Les DRMs (acronyme anglais qui décrivent l'ensemble des mesures anti-copie) nuisent à l'innovation et à la créativité et je peux donner un vieil exemple concret:

Un des plus vieux DRMs qui existe c'est la MacroVision, une variation dans le signal vidéo qui était implémentée exprès pour déranger l'image lorsque quelqu'un essayait de copier un film protégé d'un VHS à un autre. Tout fabricant de magnétoscope VHS devaient l'implémenter dans leurs appareils. Et ainsi la presque totalité des films distribués contenaient ce signal qui rendait toute copie impossible à écouter.

En 1995, une charmante ancienne amie, que ça faisait longtemps que je n'avais pas vue, m'appella parce qu'elle connaissait bien mes compétences en audio-visuel. Elle était étudiante au Cégep Rosemont et elle devait faire en groupe un montage vidéo dans le cadre d'une activité de création.

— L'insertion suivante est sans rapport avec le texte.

PR #210, opened 2017-04-17
No noninteractive tabindex

jessebeach:
This rule is intended to disallow constructs like:

```jsx
<li tabIndex="0" />
<div role="presentation" tabIndex="0" />
```

I ran this over ~33K components and found ~170 violations.

### DIFF
--- a/docs/rules/no-noninteractive-tabindex.md
+++ b/docs/rules/no-noninteractive-tabindex.md
@@ -1,10 +1,54 @@
 # no-noninteractive-tabindex
 
-Write a useful explanation here!
+Tab key navigation should be limited to elements on the page that can be interacted with. Thus it is not necessary to add a tabindex to items in an unordered list, for example, to make them navigable through assistive technology. These applications already afford page traversal mechanisms based on the HTML of the page. Generally, we should try to reduce the size of the page's tab ring rather than increasing it. 
+
+## How do I resolve this error?
+
+### Case: I am using an `<a>` tag. Isn't that interactive?
+
+The `<a>` tag is tricky. Consider the following:
+
+```
+<a>Edit</a>
+<a href="#">Edit</a>
+<a role="button">Edit</a>
+```
+
+The bare `<a>` tag is an _anchor_. It has no semantic AX API mapping in either ARIA or the AXObject model. It's as meaningful as `<div>`, which is to say it has no meaning. An `<a>` tag with an `href` attribute has an inherent role of `link`. An `<a>` tag with an explicit role obtains the designated role. In the example above, this role is `button`.
+
+### Case: I am using "semantic" HTML. Isn't that interactive?
+
+If we take a step back into the field of linguistics for a moment, let's consider what it means for something to be "semantic". Nothing, in and of itself, has meaning. Meaning is constructed through dialogue. A speaker intends a meaning and a listener/observer interprets a meaning. Each participant constructs their own meaning through dialogue. There is no intrinsic or isolated meaning outside of interaction. Thus, we must ask, given that have a "speaker" who communicates via "semantic" HTML, who is listening/observing?
+
+In our case, the observer is the Accessibility (AX) API. Browsers interpret HTML (inflected at times by ARIA) to construct a meaning (AX Tree) of the page. Whatever the semantic HTML intends has only the force of suggestion to the AX API. Therefore, we have inconsistencies. For example, there is not yet an ARIA role for `text` or `label` and thus no way to change a `<label>` into plain text or a `<span>` into a label via ARIA. '<div>' has an AXObject correpondant `DivRole`, but no such object maps to `<span>`.
+
+What this lint rule endeavors to do is apply the AX API understanding of the semantics of an HTML document back onto your code. The concept of interactivity boils down to whether a user can do something with the indicated or focused component.
+
+Common interactive roles include:
+
+  1. `button`
+  1. `link`
+  1. `checkbox`
+  1. `menuitem`
+  1. `menuitemcheckbox`
+  1. `menuitemradio`
+  1. `option`
+  1. `radio`
+  1. `searchbox`
+  1. `switch`
+  1. `textbox`
+
+Endeavor to limit tabbable elements to those that a user can act upon.
+
+### Case: Shouldn't I add a tabindex so that users can navigate to this item?
+
+It is not necessary to put a tabindex or an `<article>`, for instance or on `<li>` items; assistive technologies provide affordances to users to find and traverse these containers. Most elements that require a tabindex -- `<a href>`, `<button>`, `<input>`, `<textarea>` -- have it already.
+
+Your application might require an exception to this rule in the case of an element that captures incoming tab traversal for a composite widget. In that case, turn off this rule on a per instance basis. This is an uncommon case.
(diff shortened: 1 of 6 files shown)


src/index.js
```diff
@@ -118,6 +130,7 @@ module.exports = {
         'jsx-a11y/no-interactive-element-to-noninteractive-role': 'error',
         'jsx-a11y/no-noninteractive-element-interactions': 'error',
         'jsx-a11y/no-noninteractive-element-to-interactive-role': 'error',
+        'jsx-a11y/no-noninteractive-tabindex': 'error',
```
ljharb: adding the rule to an exported config makes this semver-major - could we add the rule without enabling it in a config as semver-minor, and add it to the config later?

docs/rules/no-noninteractive-tabindex.md
```diff
@@ -0,0 +1,77 @@
...
+  1. `switch`
+  1. `textbox`
+
+Endeavor to limit tabbable elements to those that a user can act upon.
+
+### Case: Shouldn't I add a tabindex so that users can navigate to this item?
+
+It is not necessary to put a tabindex or an `<article>`, for instance or on `<li>` items; assistive technologies provide affordances to users to find and traverse these containers. Most elements that require a tabindex -- `<a href>`, `<button>`, `<input>`, `<textarea>` -- have it already.
+
+Your application might require an exception to this rule in the case of an element that captures incoming tab traversal for a composite widget. In that case, turn off this rule on a per instance basis. This is an uncommon case.
```
ljharb: Would it be hard to add an exceptions list to the config, so this use case could be covered?

src/index.js
evcohen: The next release will be a major bump, so this is safe

docs/rules/no-noninteractive-tabindex.md
```diff
@@ -0,0 +1,77 @@
...
+<a>Edit</a>
+<a href="#">Edit</a>
+<a role="button">Edit</a>
+```
+
+The bare `<a>` tag is an _anchor_. It has no semantic AX API mapping in either ARIA or the AXObject model. It's as meaningful as `<div>`, which is to say it has no meaning. An `<a>` tag with an `href` attribute has an inherent role of `link`. An `<a>` tag with an explicit role obtains the designated role. In the example above, this role is `button`.
+
+### Case: I am using "semantic" HTML. Isn't that interactive?
+
+If we take a step back into the field of linguistics for a moment, let's consider what it means for something to be "semantic". Nothing, in and of itself, has meaning. Meaning is constructed through dialogue. A speaker intends a meaning and a listener/observer interprets a meaning. Each participant constructs their own meaning through dialogue. There is no intrinsic or isolated meaning outside of interaction. Thus, we must ask, given that have a "speaker" who communicates via "semantic" HTML, who is listening/observing?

Ces pauvres jeunes gens avaient passé la nuit précédente chez un des leurs à choisir des courtes scènes pour éventuellement produire une séquence précise. Il était maintenant le temps de faire l'assemblage et ils ne comprenaient pas pourquoi l'image en copiant alternait lentement entre une qualité médiocre et une qualité absolument inutilisable.

Déjà au téléphone je soupçonnais le pire et quand j'arrivai sur place pour les aider tout ce que j'ai pu faire c'est de leur annoncer qu'il fallait qu'ils choississent d'autres scènes. Il m'était impossible, vu que l'heure de tombée était trop près, de trouver un filtre du marché gris pour permettre le copiage de ces scènes.

Ces jeunes gens, impliqués dans la société se sont fait bafouer de leur droit de s'exprimer comme ils l'entendaient. Une perversité, la Macrovision, leur a cloué le bec. Ils avaient pourtant devant eux une technologie qui était supposé permettre de faire un montage comme ils l'entendaient mais une ingénierie y avait apposé ses restrictions.

Combien d'autres jeunes gens ont été bafoué par la MacroVision, combien de jeunes Mozarts/Kubrik du montage vidéo se sont découragé pour ça, personne ne pourra jamais le dire.

Une chance qu'il n'y a jamais pu y avoir de DRMs sur les disques en vinyles parce que sinon le Scratch n'aurait jamais existé. Qu'est-ce que les DRMs actuels nous font manquer comme nouvel art? aucune idée et personne ne pourra jamais au grand jamais nous le dire. C'est déjà une perte immense à l'humanité mais personne ne sait quoi pleurer au juste, ça fait que ça passe inaperçu.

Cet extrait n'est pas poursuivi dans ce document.